Einer meiner Bike-Kumpels ist an sich mehr so der Fahrtechnik-Legasteniker, aber seitdem er Speedfox fährt hält er sich für Aaron Gwin.
Übertreibung macht anschaulich. 

Ein Stückweit ist das natürlich auch den 29er Laufrädern zuzuschreiben.
Den Geodaten nach passt sie schon auf das XS, aber das müsst ihr in jedem Fall ausprobieren.

Das 2018er in 27.5 hat 14mm weniger Stack, ist aber sogar länger von Reach und Oberrohr wie das 29er.
Kleiner ist es also nicht wirklich.
Auch der Radstand ist länger.

Die Ausstattung ist beim 2016er über jeden Zweifel erhaben.
Und ich nehme mal an ihr bekommt auch einen sehr ordentlichen Preis.


----------



## mw.dd (30. August 2017)

Citadel schrieb:


> Als Streckenprofil waren ursprünglich Touren über leichte bis mittelschwere Waldwege angedacht. Es zeichnet sich allerdings zunehmend ab, dass neben den eher zahmen Hometrails mit dem Spaß am Biken auch mehr und mehr die etwas anspruchsvolleren Ausfahrten Einzug nehmen (Trailground Brilon, Trailpark Winterberg, mittelfristig evtl. auch mal leichtere Strecken im Bikepark und was Urlaubsorte an Trails so hergeben).

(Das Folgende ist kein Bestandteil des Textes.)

PR #22539, opened 2023-08-25
Add torch frontend grid_sample and test function

### LINKED ISSUE #22307: grid_sample

Deepdive543443:
Close #22307


Deepdive543443:
Hi @Dsantra92. I just made this PR because I ran into some issues on testing this function. It yield error like this and I didn't spot error about the min and max values in testing function. The function only test the 2D grid_sample in bilinear and nearest sampling, in my own testing it already has output that identical as torch does. Looking forward to hear back from you.
image

Deepdive543443:
Hi @Dsantra92  and @paulaehab . Hope you just have a fantastic weekend! I think I need some support on testing the function. The ground truth values in screenshot 1 might not be correct. As shown in screenshot 2, I tried import the this values into the torch grid sample function and receive an output same as ret_np. I'm not sure which part of it was going wrong. If you have some free time, I would like to hear some advise from you.
image
image

Sam-Armstrong:
Hi @Deepdive543443, I've just been trying this out using the following minimal example:
```
import torch

if __name__ == '__main__':
    inp = torch.randn((3, 3, 4, 4))
    grid = torch.randint(0, 4, size=(3, 4, 4, 2), dtype=torch.float32)

    mode = 'bilinear'
    padding = 'reflection'

    result_orig = torch.nn.functional.grid_sample(inp.clone(), grid.clone(), mode=mode, padding_mode=padding, align_corners=False)
    print('native fn result shape', result_orig.shape)
    
    result_new = torch_frontend.nn.functional.grid_sample(inp.clone(), grid.clone(), mode=mode, padding_mode=padding, align_corners=False)
    print('frontend fn result shape', result_new.shape)
    
    print(result_orig[0])
    print(result_new[0])
    print(torch.allclose(result_orig, result_new, atol=1e-3))
```
It looks like there is a problem with the `grid[zeros_mask]` call in grid_sample_padding, from the exception thrown by this example. Do you know what the issue is at all?

Deepdive543443:
Hi @Sam-Armstrong The issues was happened because I used an ivy boolean array to mask the grid. It will throw an error when the grid input is a torch Tensor, not ivy array.
I updated the code to transfer the zeros_mask into native array in the last commit. It should fix the issue. But I need to remove the **@to_ivy_arrays_and_back** decorator, otherwise I cannot transfer the function output to native torch array and feed it into **torch.allclose()**. Not sure about the reason of this.

Sam-Armstrong:
Sorry, here's a better example that's working:
```
import torch
import numpy as np

if __name__ == '__main__':
    inp = torch.randn((3, 3, 4, 4))
    grid = torch.randint(0, 4, size=(3, 4, 4, 2), dtype=torch.float32)

    mode = 'bilinear'
    padding = 'reflection'

    result_orig = torch.nn.functional.grid_sample(inp.clone(), grid.clone(), mode=mode, padding_mode=padding, align_corners=False)
    print('native fn result shape', result_orig.shape)
    
    result_new = torch_frontend.nn.functional.grid_sample(inp.clone(), grid.clone(), mode=mode, padding_mode=padding, align_corners=False)
    print('frontend fn result shape', result_new.shape)

    print(np.allclose(result_orig, result_new.ivy_array.to_numpy(), atol=1e-3))
```
I don't understand why grid is a torch.Tensor at that point though, shouldn't it have been converted into an ivy array?

Deepdive543443:
Hi @Sam-Armstrong So surprise to have you around this early :) Do you think this is a bug on **@to_ivy_arrays_and_back** decorator? Or should I covert them to ivy array in manually?

ivy/functional/frontends/torch/nn/functional/vision_functions.py
```diff
@@ -372,3 +373,248 @@ def upsample_bilinear(input, size=None, scale_factor=None):
...
+    masks = []
+    for idx, border in enumerate(borders):
+        masks.append(ivy.bitwise_or(grid[..., idx] < -4, grid[..., idx] > border + 2))
+        borders[idx] += 2
+
+    zeros_mask = masks[0]
+    for i in range(1, len(borders)):
+        zeros_mask = ivy.bitwise_or(zeros_mask, masks[i])
+
+    zeros_mask = ivy.native_array(zeros_mask)
```
Sam-Armstrong, line 426:
```suggestion
```
We can remove this now

ivy/functional/frontends/torch/nn/functional/vision_functions.py
```diff
@@ -95,6 +95,7 @@ def affine_grid(theta, size, align_corners=False):
             return grid.view((N, D, H, W, 3))
 
 
+# @with_unsupported_dtypes({"2.0.1 and below": ("float16", "bfloat16")}, "torch")
```
Sam-Armstrong, line 98:
```suggestion
```

Sam-Armstrong (changes requested):
We can actually resolve that problem by fixing the minimal example to pass ivy arrays, so we can (and should) remove that ivy.native_array line. I've tried one of the test cases which is failing in pytest, and it seems to be passing fine in the minimal example 🤔 so I'll talk to someone from the testing team about that to see if they know what's going on. By the way, do you know why `Exception occured: list index out of range` is printed out several times when running this? Thanks!

Sam-Armstrong:
Corrected minimal example:
```
import torch
import numpy as np
import ivy

if __name__ == '__main__':
    ivy.set_backend('numpy')
    
    inp = torch.randn((3, 3, 4, 2))
    grid = torch.randint(0, 4, size=(3, 4, 4, 2))

    mode = 'nearest'
    padding = 'border'
    align_corners = True

    result_orig = torch.nn.functional.grid_sample(inp.clone(), grid.clone(), mode=mode, padding_mode=padding, align_corners=align_corners)
    print('native fn result shape', result_orig.shape)
    
    result_new = torch_frontend.nn.functional.grid_sample(ivy.array(inp.clone().detach().numpy()), ivy.array(grid.clone().detach().numpy()), mode=mode, padding_mode=padding, align_corners=align_corners)
    print('frontend fn result shape', result_new.shape)

    print(np.allclose(result_orig, result_new.ivy_array.to_numpy(), atol=1e-4))
```

Deepdive543443:
Afternoon @Sam-Armstrong I just added the request change. Would you like share more details about the test cases that gave you `Exception occured: list index out of range`? I didn't find how to reproduce this error. 
About the pytest part, it looks like it calls a Tensorflow ground truth function with behaviour that doesn't match with PyTorch. We might need to hear from testing team about this issue.
Another thing I want to note is I usually use randn() to generate grid because PyTorch expect most of the grid input in range between -1 and 1(some of them outside this range would be padding). Using randint should be fine but I found it makes the test fail when doing 3D sampling🤔I'm looking into it

Deepdive543443:
Hi @Sam-Armstrong Hope you are doing well this week. Did you get update from test team? From this week, I would need to move most of my effort to graduation. I might response slower than usual, but will try my best on get this PR done ;)

Sam-Armstrong:
I think @sherry30 is looking into this, not sure if there is any update? No worries at all, best of luck with your graduation work also @Deepdive543443 😁

sherry30:
Hi @Deepdive543443 @Sam-Armstrong ,
Sorry it took me a while to debug this but I think I've figured out the problem.
Your frontend implementation inplace updates `grid` array. So in our testing pipeline we first execute the frontend function, that changes the `grid` array, and then when the torch's  native function is called it produces different results because of the modified `grid` array.
Your function shouldn't inplace update the argument.

Deepdive543443:
Hi @sherry30 @Sam-Armstrong After adding copy and type casting I think the function could pass three of the test for now. The remain issues are:

- Tensorflow testing showing a `KeyError: 'cpu'` error. It seems happened some paddle testing before, but I didn't find how to deal with it in Tensorflow. 
- ivy.pad() seems no working when testing for paddle
- Pre-commit's auto-formatting would throw functions everywhere, so I haven't applied it yet

It looks like not just my implementation of grid_sample(), some others test function under `test_vision_functions.py` are not passing all the testing as well. Is that necessary to make sure all the testing could pass?
image
image

ivy/functional/frontends/torch/nn/functional/vision_functions.py
```diff
@@ -355,3 +355,272 @@ def upsample_bilinear(input, size=None, scale_factor=None):
...
+    if grid[zeros_mask].shape[0] > 0:
+        grid[zeros_mask] = ivy.array(borders)
+    return grid
+
+
+cubic_conv1 = lambda A, x: ((A + 2) * x - (A + 3)) * x * x + 1
+cubic_conv2 = lambda A, x: (((A * x) - (5 * A)) * x + (8 * A)) * x - (4 * A)
+
+
+@with_supported_dtypes({"2.0.1 and below": ("float32", )}, "torch")
```
Sam-Armstrong, line 416:
```suggestion
@with_supported_dtypes({"2.0.1 and below": ("float32",  "float64")}, "torch")
```
float64 is still a valid type. I've checked and the tests still pass with float64 included

Sam-Armstrong (changes requested):
Thanks @Deepdive543443, that's great! I don't think these test errors are too much of a big deal - the other backends clearly show that the function is working correctly, so I think we can address these failures later. I've left a couple of comments with things we need to change before we merge, please could you take a look? And thanks for the great work!

ivy/functional/frontends/torch/nn/functional/vision_functions.py
```diff
@@ -355,3 +355,272 @@ def upsample_bilinear(input, size=None, scale_factor=None):
...
+            grid_clone[..., 2] = ((grid_clone[..., 2] + 1) * d - 1) / 2
+
+        batch_coor = ivy.reshape(ivy.arange(n), (-1, 1))
+        batch_coor = ivy.repeat(batch_coor, to_d * to_h * to_w, axis=1)
+        batch_coor = ivy.reshape(batch_coor, (n, to_d, to_h, to_w))
+        padding = [(0, 0) for _ in range(2)] + [(3, 3) for _ in range(3)]
+        input_clone = ivy.pad(input_clone, padding, mode="constant", constant_values=0)
+
+        grid_clone = grid_sample_padding(grid_clone, padding_mode, align_corners, borders=[w, h, d])
+        # grid_clone += 3
```
Sam-Armstrong, line 548:
```suggestion
```

Deepdive543443:
Thank you @Sam-Armstrong and @sherry30 for supervising and guiding. I still not sure about if pre_commit is working correctly, so I placed all functions to the bottom of file after formatting. Hopefully it's good to go :)

Sam-Armstrong:
@Deepdive543443 I'll just check whether the tf and paddle test failures are ok with Sherry, then should be good to merge 😁

Sam-Armstrong:
Merged! Thanks for the great work you put into this PR @Deepdive543443!

Deepdive543443:
Thanks @Sam-Armstrong and @sherry30 Finally it is done. Learned a lot from this task :)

Ganz ehrlich: Solche Geschichten wiederholen sich regelmäßig. Es wird ein Rad gekauft, was einigermaßen nach Mountainbike aussieht und wenig kostet; nach kurzer Zeit steigen die Ansprüche und es muss was neues her.
Ehrlich gesagt halte ich genau deswegen solche Räder eben nicht für geeignet zum (Wieder-)Einstieg. Mit einem Rad der Kategorie Trail-/AM-HT (wenn das Geld für ein Fully nicht reicht) hat man länger mehr Spaß und auch von Anfang an mehr Sicherheit.

Was nun? Nochmal Geld in die Hand nehmen und was ordentliches kaufen!
Wenn das Budget da ist ein Fully (mehr Sicherheit -> schnellerer Lernerfolg -> mehr Spaß).
Die Laufradgröße spielt übrigens eine untergeordnete Rolle, wenn der Rest passt.

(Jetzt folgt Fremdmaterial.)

PR #22541, opened 2023-08-25
Added round_ method to the Paddle frontend

he11owthere:
closes https://github.com/unifyai/ivy/issues/22480

### DIFF
--- a/ivy/functional/frontends/paddle/tensor/tensor.py
+++ b/ivy/functional/frontends/paddle/tensor/tensor.py
@@ -223,6 +223,11 @@ class Tensor:
         self.ivy_array = self.floor().ivy_array
         return self
 
+    @with_supported_dtypes({"2.5.1 and below": ("float32", "float64")}, "paddle")
+    def round_(self, name=None):
+        self.ivy_array = paddle_frontend.round(self).ivy_array
+        return self
+
     @with_supported_dtypes(
         {"2.5.1 and below": ("float32", "float64", "int32", "int64")}, "paddle"
     )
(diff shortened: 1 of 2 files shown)


he11owthere:
I'm encountering the following error message across all the backends, indicating that the return value from my `round_` method (specifically, -0.0) doesn't match the returned value from the backend's `round_` method (i.e. -1.0) when testing with input = -0.5.

As per the array API standard, the expected behavior is to return the nearest integer value in such situations. I would greatly appreciate your guidance on this matter. Thank you very much for your assistance!

image

ZoeCD:
Hello, Bhushan! I see what you mean. Paddle paddle does not follow the standard 
[https://www.paddlepaddle.org.cn/documentation/docs/zh/api/paddle/round_cn.html](https://www.paddlepaddle.org.cn/documentation/docs/zh/api/paddle/round_cn.html). I'm tagging @AnnaTz since she is leading the frontends. She'll know what's best to do in this case!

AnnaTz:
> I'm encountering the following error message across all the backends, indicating that the return value from my `round_` method (specifically, -0.0) doesn't match the returned value from the backend's `round_` method (i.e. -1.0) when testing with input = -0.5.
> 
> As per the array API standard, the expected behavior is to return the nearest integer value in such situations. I would greatly appreciate your guidance on this matter. Thank you very much for your assistance!
> 
> image

It seems that `paddle.round` does not follow the array api standard. You can see in the official documentation's [example](https://www.paddlepaddle.org.cn/documentation/docs/zh/api/paddle/round_cn.html#round) that paddle indeed round -0.5 to -1.0.
A frontend function should mimic the original function's behavior, so your implementation should return the same results as paddle.

he11owthere:
Thanks, @AnnaTz, for your effort and guidance. I've made the necessary changes. 😊
@ZoeCD, I've resolved the merge conflicts, and the PR is ready for merging. 🙂

ZoeCD:
Thank you for the help @AnnaTz! 
And thank you for your PR @he11owthere!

Das Thema "Überstandshöhe" wird m.E.n. auch überschätzt. Es gibt keine Situation beim Fahren im Gelände, in der es hilfreich ist, mit beiden Füßen auf dem Boden zwischen Sattel und Lenker zu stehen.



Citadel schrieb:


> In S war es meiner Frau aber zu groß



Sicher? Eine Bekannte von mir (1,64) fährt ein Trailfox in S und das ist ihr sicher nicht zu groß.


----------



## schoeppi (30. August 2017)

Ich vermute auch das es lediglich zu groß gewirkt hat beim Umstieg.
Ein bisschen Eingewöhnung brauchts schon.


----------



## WarriorPrincess (30. August 2017)

mw.dd schrieb:


> Das Thema "Überstandshöhe" wird m.E.n. auch überschätzt. Es gibt keine Situation beim Fahren im Gelände, in der es hilfreich ist, mit beiden Füßen auf dem Boden zwischen Sattel und Lenker zu stehen.
> 
> [/QUOTE


Für mich ist die Überstandshöhe schon wichtig - vielleicht ist das ja so ne Frauensache, aber vielleicht wurde deshalb die Frage auch im LadiesOnly-Bereich gepostet - eben um auch Frauenmeinungen zu hören!
Beim Fahren ist es vielleicht nicht wichtig, aber beim Absteigen, was man auch im Gelände mal tut - und wenn man in der Fahrtechnik nicht sicher ist, dann meist auch nicht beim immer so empfohlenen "nach hinten absteigen". Und selbst heute behaupte ich, habe ich mich in der Fahrtechnik gesteigert - auch durch Üben, aber ich hab noch nie wirklich das kontrollierte Absteigen geübt - ich übe lieber das kontrollierte Fahren. 
Und wenn man mal stehen bleibt in Fahrpausen, um mit jemandem zu reden/Tipps zuzuhören/etc., ist es auch bequem, wenn man über dem Rad stehen kann - mit beiden Füßen auf dem Boden.


----------



## mw.dd (30. August 2017)

WarriorPrincess schrieb:


> vielleicht ist das ja so ne Frauensache, aber vielleicht wurde deshalb die Frage auch im LadiesOnly-Bereich gepostet


Ich meine, das es sowohl aus rad - als auch fahrtechnischer Sicht keine generellen Unterschiede zwischen Männern und Frauen gibt.


WarriorPrincess schrieb:


> aber ich hab noch nie wirklich das kontrollierte Absteigen geübt


Das ist m.E.n. aber wichtig, sobald es ins Gelände geht; in schwierigem und steilem Gelände erst recht. Ein Abstiegsversuch nach vorn in einem Notfall geht unabhängig von der Überstandshöhe immer schief und tut weh.


----------



## Florent29 (30. August 2017)

WarriorPrincess schrieb:


> dann meist auch nicht beim immer so empfohlenen "nach hinten absteigen".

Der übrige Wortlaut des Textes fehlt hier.